An aggravating factor in this patient was the deficiency of factor XI, which has been rarely described in patients with SLE causing life-threatening bleeding.12 The combined deficiency of factors VIII and XI in an acquired form has not been previously reported, although presumably they share the same pathogenesis.

Simultaneous occurrence of circulating coagulation inhibitors with LA is unusual. Since 1993, there have been reports in association with connective tissue diseases and myeloproliferative disorders,13 mainly causing hemorrhagic disorders, but also thrombotic events as seen in this patient. The fact that the hematological manifestation in this patient occurred in the absence of other clinical manifestations of disease activity stands out.

The therapeutic objective was based on controlling bleeding and eradicating the inhibitor. Timely bleeding control decreases morbidity and mortality. Bridging agents such as recombinant factor VIIa and activated prothrombin complex concentrate are first-line agents,5 being fresh frozen plasma less useful because of its low content of the factor; however, the latter was used as the only resource due to the lack of availability of bridging agents in our hospital. The risk of thrombosis with the use of bridging agents should be taken into account, although this does not contraindicate their use since the benefit of bleeding control outweighs the risks. Given the life-threatening bleeding and the absence of use of coagulation bridging agents, it was considered not to use anticoagulant therapy for the management of the thrombosis of the upper limb.

For the eradication of circulating inhibitors against coagulation factors, immunosuppressive medications (cyclophosphamide, azathioprine and rituximab), glucocorticoids, intravenous gammaglobulin and plasmapheresis, have been used in addition to the control of the underlying disease, with satisfactory results. The discussion has focused on the most effective regime. Although different studies show that patients treated in the first line with a combination of steroids and cyclophosphamide were more likely to ensure complete remission than those treated with steroids alone, the end result in terms of survival and sustained remission is the same.5 Rituximab is an increasingly used therapeutic option with results similar to those of cyclophosphamide in terms of efficacy, but with a better safety profile. In this case the use of rituximab resulted in complete remission of the disease with normalization of coagulation factors, eradication of the inhibitor and reduction of immunosuppression.
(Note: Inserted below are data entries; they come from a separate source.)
PR #2213, opened 2024-03-16
Fixes for 64 bit time_t on 32 bit systems

ellert:
Debian has enabled 64 bit time_t for most of their 32 bit architectures. This PR fixes some issues to support this.


amadio:
Thank you, @ellert! The changes look alright, I'm merging.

SLE is associated with the production of circulating inhibitors against coagulation factors, among them, factors VIII and XI, causing hemorrhagic disorders. Although this is a not frequent association, it should be studied in patients with SLE with abnormal coagulation tests, even in the absence of other manifestations of the disease, in order to improve the quality of life and decrease the morbidity and mortality rates of these diseases.

The authors declare that they have not received funding for the development of this work.

The authors declare they do not have any conflict of interest.